# Is anybody here familiar with the Borg?



## MyTimeIsJustAboutUp (Nov 16, 2017)

I live around people who are very similar to this fictional species. They try and assimilate you into their collective. And if you resist, they attack like a hive of bees. If you run afoul of just one of them, the rest come at you. I don't know what to do anymore. I can't just pick up and move. I have no money. I'm stuck. And they will not stop attacking. The attacks are all psychological and well within the confines of the law. So resistance is futile. I'm going to end up on major tranquilizers like Seroquel (or something like it). I can't cope with the trauma of it anymore. My life is headed towards the end. Within a year or possibly less on major tranquilizers, I'll become ill. Everyone who knows anything about neuroleptics knows that they do irreversible damage to your brain. Imagine being in good standing with your neighbors one day, then having a dispute with one (just one) and suddenly, the next day, you're persona nongrata to the rest. Just like that. Like a cult. It's almost too much to bear and I don't think I'm going to survive it. Not at this stage of my life.
_Posted via Mobile Device_


----------



## Tetragammon (Jun 2, 2015)

Sounds like where I live. I wish I could move, too.


----------



## MyTimeIsJustAboutUp (Nov 16, 2017)

It's a so called "close knit" community of mostly Italians, with MANY who are related to each other either by blood or marriage. The rest are all people who've known each other for their entire lives. If you're in any way an outsider, even if you've lived in the community for your entire life, you are shunned. Or if you raise an objection (i.e. a neighbors contracter dumping unknown substances into your garden), you don't just have a problem with the offending neighbor. The neighbor runs to other neighbors (rallies the troupes) and they all attack. It's impossible to win. I'm stuck here. And every day, I'm feeling more and more cornered. It's not going to end well for me. Unless I just leave all of my possessions behind and walk out one day. Then they get to pick the bones.
_Posted via Mobile Device_


----------



## MyTimeIsJustAboutUp (Nov 16, 2017)

My Tranxene is not putting me to sleep tonight. I'm approaching 30 mg and have been taking it since 12:30 a.m. EST. It's 5 a.m. now. And I don't even feel tired. I don't understand. My body is currently in a state where I don't think it's physiologically possible for me to feel any anxiety or panic about loss of sleep - but I'm not dozing off. I've never gone as high as 30 mg in a single night. I just don't understand. And get this - I took no drugs at all the previous night and slept 8 to 9 hours. Now I'm drugged to the hilt and I'm nowhere near sleep. My mind is wide awake. I never had these problems prior to two and a half years ago. Now I'm headed the way of all of the celebrities who've died of sedative overdoses - it seems. This is how nuts my thinking becomes when I've lost sleep. Thank Christ it's still only Friday. There's a miniscule chance that my shrink will return my call in a few hours once I call him at 6 a.m. And then I'll plead for Ambien; which for some reason unknown to me, never ever seems to fail. You'd think a benzodiazepine like Tranxene would work better and more reliably than Ambien - but for whatever reason - it's not tonight. I know Ambien will work. Someone who really feels compassion for me - please say a prayer to the Universe that I either fall asleep before 6 or 7 a.m. - or that I get Ambien sometime today from my shrink.


----------



## naes (Nov 1, 2013)

lol the borg. Welcome to SAS fellow Star Trek fan haha.


----------



## MyTimeIsJustAboutUp (Nov 16, 2017)

naes said:


> lol the borg. Welcome to SAS fellow Star Trek fan haha.
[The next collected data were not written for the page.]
PR #30, opened 2018-04-04
Configure immutable file storage

richtier:
[this task](https://uktrade.atlassian.net/browse/ED-3906)

immutable


core/tests/test_storage_backends.py
```diff
@@ -0,0 +1,28 @@
...
+def test_delete_disabled(mock_delete):
+    backend = storage_backends.ImmutableS3Boto3Storage()
+
+    backend.delete('some/name.png')
+
+    assert mock_delete.call_count == 0
+
+
+def test_replace_disabled():
+    assert storage_backends.ImmutableS3Boto3Storage.file_overwrite is False
```
konradko: What will happen if you try to replace the file, error?

richtier: the storage backend checks if the name is already used, and appends a suffix if needed, thanks to `file_overwrite = False`

core/storage_backends.py
```diff
@@ -0,0 +1,17 @@
...
+
+    Extends:
+        S3Boto3Storage
+
+    """
+
+    file_overwrite = False
+
+    def delete(self, name):
+        pass
```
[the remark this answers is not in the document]
richtier: it's not an error. the flow. the "image" exists as two things:
 1) the `wagtai.wagtailImages.Image` model in the db, which has the url of the actual image on s3.
 2) the actual image on s3.

the user is allowed to delete `1`, but we want to prevent the storage backend from actually deleting `2`.

I'll add a comment to `delete` to explain this

core/tests/test_storage_backends.py
konradko: nice!

core/storage_backends.py
```diff
@@ -0,0 +1,33 @@
+from storages.backends.s3boto3 import S3Boto3Storage
+
+
+class ImmutableS3Boto3Storage(S3Boto3Storage):
```
konradko: The name is a bit misleading, an immutable store would be unchangeable, this one is just `undeletable`.

konradko: The `ImmutableS3Boto3Storage` name is for storage, not files. New files can be added to the bucket, thus it is not immutable. Like in Python, list it mutable, a tuple is not - bucket is like a list.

It's a shame that my pain should be a source of amusement to people. But I suppose that's why most are here in the first place. And why I left two years ago.
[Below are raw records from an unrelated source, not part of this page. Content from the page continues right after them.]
PR #31, opened 2018-04-04
Prevent attempting to copy related fields upstream

richtier:
Target environment will complain if we attempt to copy a related object that is not present e.g. an IndustryPage may be related to an Article with pk of 2 - but there is no guarantee that the target environment has an Article with pk of 2, and if it does there is no guarantee that Article 2 is the expected one.


richtier:
> Can we make the copying the related fields optional instead of preventing them?

The related field is just an integer primary keys of the related object's PK. 
 
There is no guarantee that an object with the same PK exists on the target environment.

If an object with the same PK exists on the target environment, there is no guarantee that the object is the expected object.

We could implement something to solve this, but I expect that would take a lot of dev effort.

richtier:
The use case this feature is supporting is no longer needed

I'm not a Star Trek fan, btw. I'm just aware of some parts of the series. Specifically, the Borg. Because they're so similar to the residents of the property I live on - you're either assimilated and you do what you're told - or they try everything in their power to expel you.


----------



## naes (Nov 1, 2013)

MyTimeIsJustAboutUp said:


> It's a shame that my pain should be a source of amusement to people. But I suppose that's why most are here in the first place. And why I left two years ago.
> 
> I'm not a Star Trek fan, btw. I'm just aware of some parts of the series. Specifically, the Borg. Because they're so similar to the residents of the property I live on - you're either assimilated and you do what you're told - or they try everything in their power to expel you.
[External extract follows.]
PR #45, opened 2018-04-17
Show only three industries on home page

richtier:
[this task](https://uktrade.atlassian.net/browse/ED-3902)


find_a_supplier/models.py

Uh...? It wasn't a source of amusement? I was just making a general comment. You know what, never-mind.


----------



## discoveryother (Sep 18, 2016)

why are you stuck there? just move elsewhere mate


----------



## Jason Aibot (Aug 25, 2017)

Many Italians tend to organize themselves in groups (your "Borg"), due to the nature of how we Immigrated to the United States in the early-to-mid 1900's. Oftentimes, we needed a sponsor (usually a more established Italian), then once we built up wealth, we'd sponsor other Italians. These groups because enclaves known as "little Italies". However, with the rise of suburbanation, these little Italies have sprung up in many (usually older) suburbs.

If you have mostly old Italian neighbors (like in their 60's+), try learning their regional dialect and a bit about their culture. Most Italians (myself included), like it when people learn a bit about us. Ask them to teach you how to make a dish, and then once you have a good repertoire with them, then you can discuss your concerns. Many Italians tend to feel that a non-Italian neighbor coming and voicing their concerns about the Italian family's behavior is an attack on their Italianness (i.e., why your "borgs" "rally the troops), so if you can take that fear away they suddenly become more rational.

If your neighbors are younger Italians, again try the same logic. My guess is that the younger Italian's fears stem from their parents fears (I know my mom's like that), but you'll have to be a bit more careful, since they're a bit Americanized, and if you push them too hard to help you do something, or do an activity together, they see it as an insult to their Italianness. For example, if you ask your neighbor to help you make handmade pizza, and they don't know how, they feel insulted and inferior. Likewise, if you ask them if they want to start a bocche league and they're not good at bocche, they'll be insulted a non-Italian has to teach them the rules.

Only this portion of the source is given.